Film | by Shane “Good Riddance Harvey” Hnetka
Just in case you weren’t already staying home enough, Deadline Hollywood reports Paramount has teamed up with Bigscreen and several virtual reality companies — including Oculus, Samsung, HTC and Microsoft — to give people the first-ever VR movie theatre. On Dec. 3, anyone with a VR headset can log in to watch Top Gun at bigscreenvr.com. The gimmick is that the headset puts you in, yes, a virtual reality theatre, sitting in a virtual chair next to virtual people and even watching virtual trailers before the movie starts. I’m not sure all this is necessary to watch movies at home — people seem to do fine. But maybe that’s just me.
Review aggregator Rotten Tomatoes has fought criticism all year that it hurt several movies’ box office receipts by labelling the films “rotten” (that is, less than 60 per cent of their reviews were positive).
With Justice League, there was a new catch.

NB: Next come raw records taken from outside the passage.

PR #725, opened 2023-11-01
parse events with ABI and display the results

KillariDev:
- Some refactoring on solidity type parsing
- When ABI is available, parse events and display them
image


app/ts/utils/abi.ts
```diff
@@ -81,3 +81,18 @@ export const CompoundGovernanceAbi: InterfaceAbi = [
 export const CompoundTimeLock: InterfaceAbi = [
 	'function executeTransactions(address[] memory targets, uint[] memory values, string[] memory signatures, bytes[] memory datas, uint eta) public payable'
 ]
+
+function getStringBetweenParentheses(inputString: string): string | undefined {
+	const regex = /\(([^)]+)\)/
```
MicahZoltu, line 86: I believe this will do the trick, and also work with `()` (returning empty string).  Note that the `?` tells the regex to not be greedy, which will make it stop as soon as it runs into the closing `)` since that can be matched by the next item.
```suggestion
	const regex = /\((.*?)\)/
```

app/ts/utils/abi.ts
```diff
@@ -81,3 +81,18 @@ export const CompoundGovernanceAbi: InterfaceAbi = [
...
+	const match = inputString.match(regex)
+	if (match) return match[1]
+	return undefined
+}
+
+// Transfer(address,address,uint256) -> ['address', 'address', 'uint256']
+export const extractFunctionArgumentTypes = (signature: string) => {
+	const args = getStringBetweenParentheses(signature)
+	return args === undefined ? undefined : args.split(',')
+}
```
MicahZoltu, line 96: Are you confident you will always have the canonical function signature?  `function Transfer(address sender, address receiver, uint256 amount)` is valid (but not canonical) in many places.

MicahZoltu (approved):

app/ts/components/simulationExplaining/Transactions.tsx
```diff
@@ -305,29 +305,50 @@ export function TokenLogAnalysis(param: LogAnalysisParams) {
...
-	nonTokenLog: MulticallResponseEventLog
+	nonTokenLog: MaybeParsedEvent
+}
+
+function insertBetweenElements<T>(array: readonly T[], elementToInsert: T): readonly T[] {
+	return array.reduce((acc, currentElement, index, arr) => {
+		acc.push(currentElement)
+		if (index < arr.length - 1) acc.push(elementToInsert)
+		return acc
+	}, [] as T[])
```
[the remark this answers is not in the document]
KillariDev: hmm I think the for loop is the clearest for me to read in this case

app/ts/components/subcomponents/solidityType.tsx
```diff
@@ -0,0 +1,34 @@
+import { EnrichedGroupedSolidityType, PureGroupedSolidityType } from '../../types/solidityType.js'
+import { RenameAddressCallBack } from '../../types/user-interface-types.js'
+import { checksummedAddress, dataStringWith0xStart } from '../../utils/bigint.js'
+import { assertNever } from '../../utils/typescript.js'
+import { SmallAddress } from './address.js'
+
+const textStyle = 'text-overflow: ellipsis; overflow: hidden;'
+const StringElement = ({ text }: { text: string }) => <p class = 'paragraph' style = { textStyle }>{ `${ text }` }</p>
```
jubalm, line 8: text is already a string here

```suggestion
const StringElement = ({ text }: { text: string }) => <p class = 'paragraph' style = { textStyle }>{ text }</p>
```

jubalm (changes requested):

jubalm (approved):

Rotten Tomatoes delayed its Justice League rating because the company wanted to reveal it on its new web show, See it/Skip It. Readers had to wait an extra day to see that the Wonder Woman, Batman, Flash etc. team-up had a 37 per cent “rotten” score (up to a still-crummy 40 per cent at press time). To me, it’s wrong to withhold reviews just to promote a crummy little show. Rotten Tomatoes might not actually impact a movie’s success or failure, but playing dumb promotional games probably annoys the site’s readers.
I’ve never liked Harvey Weinstein. Regular Hnetflix and movie listing readers might remember a few of my anti-Weinstein rants: about his crappy business practises, his abusive treatment of filmmakers like Julie Taymor (Frida) and how he arrogantly presumes his edits make perfectly great movies better — e.g. Cinema Paradiso, which Harvey Scissorhands sliced 30 minutes from. Don’t even get me started on Snowpiercer. But now, much more horrible behaviour has come to light. Exposing himself to actors, tricking people into coming to his motel room, unwanted masturbation … it’s all pretty evil and gross.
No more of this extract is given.